(Collected data)

PR #799, opened 2024-08-21
Added amazon.com to change password URL quirks

danielleflinn:
### Overall Checklist

- [X] The URL either makes the experience better or no worse than being directed to just the domain in a non-logged-in state


quirks/change-password-URLs.json
```diff
@@ -20,6 +20,7 @@
     "allianz.com.br": "https://www.allianz.com.br/alteracao-de-password-ecliente",
     "allrecipes.com": "https://www.allrecipes.com/account/profile#/change-password",
     "alternate.de": "https://www.alternate.de/html/myAccount/account/basicData.html",
+    "amazon.com": "https://www.amazon.com/ax/account/manage",
```
Sameesunkaria, line 23: Thank you @danielleflinn :)

If you'd like, this would be a good opportunity to add the equivalent urls for the rest of the global amazon domains. You can find a list in `websites-with-shared-credential-backends.json`.

Sameesunkaria (approved):

Maitha990:
Stop sending emails

2k.’

quirks/change-password-URLs.json
danielleflinn: Great idea; added!

Sameesunkaria:
Looks like the domains aren't sorted alphabetically. You can run the `./tools/autoformat-json-files.rb` script to re-format the files.

danielleflinn:
Updated! 

Some general project feedback: it seems a bit odd that `websites-with-shared-credential-backends.json ` are not sorted alphabetically while the change-urls are. My first PR I just copied and pasted the order from the other file.

Sameesunkaria:
Thank you so much for following through with this back and forth @danielleflinn 😅 

>Some general project feedback: it seems a bit odd that `websites-with-shared-credential-backends.json`  are not sorted alphabetically while the change-urls are. My first PR I just copied and pasted the order from the other file.

I somewhat agree with this. Our current ordering seems to be arbitrary, with the first domain often being the most prominent one. This allows, for example, "wikipedia.org" to be ordered with W instead of M (for "mediawiki.org"), but as you have found out this ordering is inconsistent across files. I don't have a strong opinion here, but if you feel differently, an issue would be an excellent place to start.

Sameesunkaria (approved):

rmondello (approved):

Issue #695, opened 2023-07-05
Heroku.com data isn’t offered on verify.salesforce.com; add a quirk between the websites?


rmondello:
Heroku.com data isn’t offered on verify.salesforce.com; add a quirk between the websites?

Real-world impact:
https://hachyderm.io/@marcomasser/110654679935725507

PR #828, opened 2024-10-07
Allow totp from Heroku to be suggested where it is validated

louim:
### Overall Checklist

Hello! This is my attempt to fix https://github.com/apple/password-manager-resources/issues/695

Heroku uses `verify.salesforce.com` for TOTP validation. If I understood the file syntax correctly, this change would allow password managers to suggest TOTP from Heroku credentials when the user is on `verify.salesforce.com`.

### DIFF
--- a/quirks/shared-credentials.json
+++ b/quirks/shared-credentials.json
@@ -301,6 +301,14 @@
     },
     {
         "from": [
+            "heroku.com"
+        ],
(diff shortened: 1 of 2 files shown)


rmondello (approved):

rmondello:
Thanks @louim!

PR #849, opened 2024-11-07
aircanada.com & aeroplan.rewardops.com share credentials

irew:
### Overall Checklist


irew:
I can't find any evidence other than an anecdotal that you can login with the same credentials on both. Clicking to sign in on both sites offers up this UX:

image

image

PR #854, opened 2024-11-15
Add password quirk for kennedy-center.org

vcsjones:
### Overall Checklist

#### for password-rules.json

Here is a screenshot of the Kennedy Center website with its password rules.

Screenshot 2024-11-15 at 11 40 44 AM

**Their explanation text is incomplete.**

The site also requires a lower-case letter, I think it is just implied. Their actual password validation regex is `^(?=.*[a-z])(?=.*[A-Z])(?=.*\d)(?=.*[@$!%*?&#])[A-Za-z\d@$!%*?&#]{8,}$`. You can see that one of the criteria is `[a-z]`.

### DIFF
--- a/quirks/password-rules.json
+++ b/quirks/password-rules.json
@@ -626,6 +626,9 @@
     "keldoc.com": {
         "password-rules": "minlength: 12; required: lower; required: upper; required: digit; required: [!@#$%^&*];"
     },
+    "kennedy-center.org": {
+        "password-rules": "minlength: 8; required: lower; required: upper; required: digit; required: [!#$%&*?@];"
+    },
     "key.harvard.edu": {
         "password-rules": "minlength: 10; maxlength: 100; required: lower; required: upper; required: digit; allowed: [-@_#!&$`%*+()./,;~:{}|?>=<^[']];"
     },


quirks/password-rules.json
```diff
@@ -626,6 +626,9 @@
     "keldoc.com": {
         "password-rules": "minlength: 12; required: lower; required: upper; required: digit; required: [!@#$%^&*];"
     },
+    "kennedy-center.org": {
+        "password-rules": "minlength: 8; required: lower; required: upper; required: digit; required: [!#$%&*?@];"
```
rmondello, line 630: Killer commit message, @vcsjones! Good enough that it makes it really easy to give you the only feedback I have: this rule should have an "allowed: lower;" at the end.

rmondello (changes requested):

quirks/password-rules.json
vcsjones: @rmondello a lower is also required (above where I said "The site also requires a lower-case letter, I think it is just implied.").

Should the rule have both a `required: lower` _and_ an `allowed: lower` at the end?

rmondello: Wow, I failed to read this properly! This is absolutely perfect as-is!

rmondello (approved):

PR #865, opened 2025-01-06
Add password rules and password change page for Mountain Warehouse

homsar:
### Overall Checklist

#### for password-rules.json

- [X] The URL either makes the experience better or no worse than being directed to just the domain in a non-logged-in state

The default password rules generate passwords that are rejected by mountainwarehouse.com as too long; the quirk added by this PR restricts the length such that generated passwords are accepted.

screenshot

### DIFF
--- a/quirks/change-password-URLs.json
+++ b/quirks/change-password-URLs.json
@@ -269,6 +269,7 @@
     "michaels.com": "https://www.michaels.com/on/demandware.store/Sites-MichaelsUS-Site/default/Account-EditProfile",
     "microsoft.com": "https://account.live.com/password/Change",
     "mlb.com": "https://www.mlb.com/account/general",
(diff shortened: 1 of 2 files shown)


rmondello:
This change is a clear improvement. But they don't allow any special characters?

homsar:
Thanks for pointing that out—I’d forgotten about the `allowed` option.

Experimenting with allowed symbols also gave me a slightly altered version of the password rules with constraints that I don’t think can be expressed in the quirk syntax—the quirk as written encodes the requirement in the screenshot above plus allowing most* of the allowed symbols from the below, which is sufficient to satisfy either set of rules, but is technically over constrained. 

\* I excluded square brackets as those appear to be reserved as sentinel values so can’t be included in a character class.

screenshot

jmulani (approved):

PR #880, opened 2025-03-27
Add GameFAQs

GHVirus:
### Overall Checklist

#### for password-rules.json

----
IMG_7792
IMG_7793

### DIFF
--- a/quirks/password-rules.json
+++ b/quirks/password-rules.json
@@ -380,9 +380,6 @@
     "fuelrewards.com": {
         "password-rules": "minlength: 8; maxlength: 16; allowed: upper,lower,digit,[!#$%@];"
     },
-    "gamefaqs.gamespot.com": {
-        "password-rules": "minlength: 8; required: lower; required: upper; required: digit; allowed: ascii-printable;"
-    },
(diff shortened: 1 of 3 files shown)


Avilanator3 (approved):

quirks/password-rules.json
```diff
@@ -380,6 +380,9 @@
     "fuelrewards.com": {
         "password-rules": "minlength: 8; maxlength: 16; allowed: upper,lower,digit,[!#$%@];"
     },
+    "gamefaqs.gamespot.com": {
+        "password-rules": "minlength: 8; required: lower; required: upper; required: digit; allowed: ascii-printable;"
+    },
```
taylortrimble, line 385: I think this rule qualifies as "particularly standard and obvious for password managers." Contributions to password rules should be limited to services [which don't accept a password generated by your password manager with its default settings or reasonable configuration](https://github.com/apple/password-manager-resources/blob/main/CONTRIBUTING.md#contributing-password-rules).

rmondello: Agreed. We should remove this.

rmondello (approved):

PR #885, opened 2025-04-18
Add Zumper/PadMapper to shared credentials

dloehr:
### Overall Checklist

##### zumperrentals.com

Clicking log in on zumperrentals.com takes the user to zumper.com to log in:

https://github.com/user-attachments/assets/bc56d398-d940-4049-b8cb-8e6caf977841

##### zumper.com and padmapper.com

Evidence that zumper.com and padmapper.com share the same credential backend includes:

1. Attempting to create an account on padmapper.com using an email address that already has an account gives the error message, "A PadMapper/Zumper user with this email already exists"
    image
2. Signing in on either site redirects through all 3 sites, so that the user will be signed into the same account on all of them:
    image

### DIFF
--- a/quirks/shared-credentials.json
+++ b/quirks/shared-credentials.json
@@ -469,6 +469,13 @@
         ]
     },
     {
+        "shared": [
+            "padmapper.com",
+            "zumper.com",
+            "zumperrentals.com"
+        ]
+    },
+    {
         "from": [
             "parkmobile.us"
         ],


rmondello (approved):

rmondello:
@dloehr This change looks sensible to me, but one of our checks failed. Can you take a look and see if you want to make a change? (Let me know if something doesn’t make sense.)

> Run ruby .github/workflows/lint-scripts/websites-shared-credentials-duplicates.rb
> The domain 'zumper.com' appears more than once!

dloehr:
Thanks @rmondello. I can think of 3 possibilities, do any of them seem acceptable/preferable to you?

1. Combine the 2 rules I'm adding into just
    ```json
    {
        "shared": [
            "padmapper.com",
            "zumper.com",
            "zumperrentals.com"
        ]
    },
    ```
    That seems slightly incorrect to me, since zumperrentals.com redirects to zumper.com for authentication, and users no longer enter their credentials on zumperrentals.com
2. Remove the zumperrentals.com rule altogether. zumperrentals.com only had its own sign in form (which shared a backend with zumper.com and padmapper.com) for about 4 months, so I think it's relatively unimportant to mention it here
3. Adjust the lint rule from, "A domain may only be mentioned once across `to`, `from`, and `shared`" to "A domain may be mentioned either (1) in `from` only once or (2) up to once in each of `shared` and `to`"

taylortrimble:
It sounds like for a period of 4 months, users may have created a password in their password manager for zumperrentals.com that's valid now on zumper.com and padmapper.com. So I think you can have your rule with the 3 shared (your option 1).

rmondello (approved):

rmondello:
Thank you @dloehr!

PR #889, opened 2025-04-25
Add threads.com

conmas:
Threads has updated their domain from threads.net to threads.com, adding this to shared credentials. 

Source: https://about.fb.com/news/2025/04/new-features-threads-web-experience/

### Overall Checklist

### DIFF
--- a/quirks/shared-credentials.json
+++ b/quirks/shared-credentials.json
@@ -342,7 +342,8 @@
     {
         "shared": [
             "instagram.com",
-            "threads.net"
+            "threads.net",
+            "threads.com"
         ]
     },
     {


conmas:
Should there be a `from / to` association between `threads.net` and `threads.com`, and then separately a `shared` association between `instagram.com` and `threads.com`? Not sure how to handle this scenario, there weren't other examples in the list.

aabosh (approved):

rmondello:
> Should there be a from / to association between threads.net and threads.com, and then separately a shared association between instagram.com and threads.com? Not sure how to handle this scenario, there weren't other examples in the list.

This is a weakness in our schema. I don’t want to block this change on this, so let’s go with the less granular “shared” for now.

rmondello:
Thanks @conmas!

PR #899, opened 2025-05-03
Add safeway.com password quirks

taylortrimble:
From the password reset page:

- Between 8–40 characters.
- At least one upper case letter.
- At least one symbol (!@#$%^&*).

Tested with all provided symbols, including at the front of the password, and with passwords not containing any digits or lower case letters.

Screenshot:
Screenshot 2025-05-02 at 11 38 57 PM

### Overall Checklist

#### for password-rules.json


taylortrimble:
Note: because of safeway.com rules, default passwords generated by Safari like:

* `tyckyp-4bUhxe-jymroz`
* `nahgeN-4huwdi-gadjos`
* `wumky6-hippef-kubHux`

are not allowed because hyphens aren't allowed.

rmondello (approved):

rmondello:
We should consider mirroring these rules to all of the other Albertsons websites.

PR #946, opened 2025-09-01
Update password-rules.json for BlueCross BlueShield of NM

new-mexico-worm-farmer:
### Overall Checklist

#### for password-rules.json

BlueCross BlueShield of New Mexico has password rules that break common assumptions (in particular, you can't use a dash/hyphen, which breaks the usual sorts of secure passwords generated on Apple platforms)

There are additional rules they enforce that I could not figure out how to encode in these rules (like banning 5 or more digits and some specific phrases).  However, using the Password Rules Validation Tool it seems like these are unlike to be generated.

bcbsnm-pw-rules


rmondello:
Thanks for the contribution.

rmondello (approved):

**Problem to work on:** Above are the lines; repeat exactly the ones from the line containing "Stop sending emails" down to the line containing "Looks like the", both inclusive.

**Solution to the problem:**
Stop sending emails

2k.’

quirks/change-password-URLs.json
danielleflinn: Great idea; added!

Sameesunkaria:
Looks like the domains aren't sorted alphabetically. You can run the `./tools/autoformat-json-files.rb` script to re-format the files.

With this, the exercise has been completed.